PR #1246, opened 2016-08-16
Fix the chapter clues

Dantemss:
The optimized get_clues code I wrote assumed each exercise was only in 1 pool. That caused chapter clues to be computed using 0 exercises, since other pools were overwriting each exercises' pool with the page pools. Fixed that mistake and added a test for it in the specs.

### DIFF
--- a/lib/openstax/biglearn/v1/local_query_client.rb
+++ b/lib/openstax/biglearn/v1/local_query_client.rb
@@ -59,7 +59,6 @@ module OpenStax::Biglearn::V1
 
       hash = {}
       tasked_exercises_by_pool_uuid.each do |uuid, tasked_exercises|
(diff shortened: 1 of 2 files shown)


lib/openstax/biglearn/v1/local_query_client.rb
```diff
@@ -98,12 +97,12 @@ def completed_tasked_exercises_by(pool_uuids:, roles:)
                                                       .select([:id, :number])
                                                       .index_by(&:id)
 
-      pool_uuids_by_exercise_number = {}
+      pool_uuids_by_exercise_number = Hash.new{ |hash, key| hash[key] = [] }
```
jpslav: neat

jpslav:
Looks good.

######

### [Your goal]
Nothing but the lines holding the word "hash" should be returned from the listing above.

### [Result of this exercise]
       hash = {}
+      pool_uuids_by_exercise_number = Hash.new{ |hash, key| hash[key] = [] }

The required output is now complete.